In 2020 seven genetic variants of the metabolic enzyme SHMT2 were reported to cause a novel brain and heart developmental syndrome (6). SHMT2 can also moonlight and bind to KIRREL3 (1), a synaptic membrane protein linked to several neurological and cognitive disorders including intellectual disability (ID), neurocognitive delay associated with Jacobsen syndrome, and autism spectrum disorder (ASD) (2¿5).
The aim of this project is to investigate the consequences of these variations on the structural fitness of SHMT2 and on its interaction with KIRREL3.
We will achieve this goal by following a biochemical approach and studying the effects of the mutations in vitro at the molecular and atomic level.
Understanding and possibly discerning the effects of the mutations on the moonlighting or the catalytic functions of metabolic enzymes such as SHMT2 is crucial to direct and develop possible therapeutic interventions.
The project aims at understanding the molecular bases of the newly reported neurodevelopmental syndrome associated to genetic variants of SHMT2 (6). We will achieve this goal by following a biochemical approach and studying the effects of the mutation in vitro at the molecular and atomic level. The first task focuses on dissecting the effects of the mutations on the overall structural stability, oligomeric state and catalytic activity of SHMT2. We know that the switch from a stable and ordered conformation to a more flexible and disordered one affects SHMT2 affinity for its cofactor (PLP) and the catalytic activity. However, the oligomeric state of SHMT2 is also crucial for the protein moonlighting activity that is correlated to its ability to undergo post translational modifications (PTM) and protein-protein interactions (PPI). Therefore, the subtle structural changes introduced by the mutations may not only affect the enzymatic properties of SHMT2 but also the other moonlighting functions, as the interaction with KIRREL3-ICD.

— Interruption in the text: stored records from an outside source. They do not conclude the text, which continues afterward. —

PR #315, opened 2019-03-08
Link to portal documentation

mactrent:
The Nextcloud App Store [listing](https://apps.nextcloud.com/apps/user_saml) for this app continues to point to the URL of the last-seen `<documentation>` tag, which is a dead link.  That behavior is probably a bug in App Store, but we can overwrite the tag with an updated URL to work around it.
Edit: Sorry, this is my first Nextcloud PR, is the below enough to satisfy DCO?  I only figured I'd open the PR rather than comment to ask someone else to do it.
Signed-off-by: mactrent <3249864+mactrent@users.noreply.github.com>

### DIFF
--- a/appinfo/info.xml
+++ b/appinfo/info.xml
@@ -23,6 +23,9 @@ While theoretically any other authentication provider implementing either one of
 	<types>
 		<authentication/>
 	</types>
+	<documentation>
+		<admin>https://portal.nextcloud.com/article/configuring-single-sign-on-10.html</admin>
+	</documentation>
 	<category>integration</category>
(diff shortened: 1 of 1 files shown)


schiessle:
Thanks for your PR, I'm just a bit undecided if we should link to the portal for documentation as not everybody can access it... @rullzer what do you think?

wiswedel:
Thanks for your PR, @mactrent. I've adapted it in my extended PR under https://github.com/nextcloud/user_saml/pull/356.

@schiessle I think it's fine to point to the Portal documentation, since this is clearly an enterprise feature.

Understanding and possibly separating the effects of the mutations on the moonlighting or the catalytic functions is crucial to direct the therapeutic interventions. Although the symptoms of the syndrome point to multifactorial effects, the results of Task 1 will pave the way for a deeper understanding of the failing pathways involved in the syndrome. Task 2 is somewhat more speculative, but the expected results will be of great interest. The involvement of metabolic enzymes such as SHMT in regulation of other cellular pathways by moonlighting activities is recently emerging as a novel regulatory level that is still mostly shrouded in mystery. The interaction of SHMT2 with KIRREL3 points to a direct involvement of SHMT2 in synaptic development and function by participating in one or more protein-protein complexes. The main aim of Task 2 will be to investigate these interactions as a starting point to understand the mechanism of action of these sophisticated regulatory protein-protein complexes.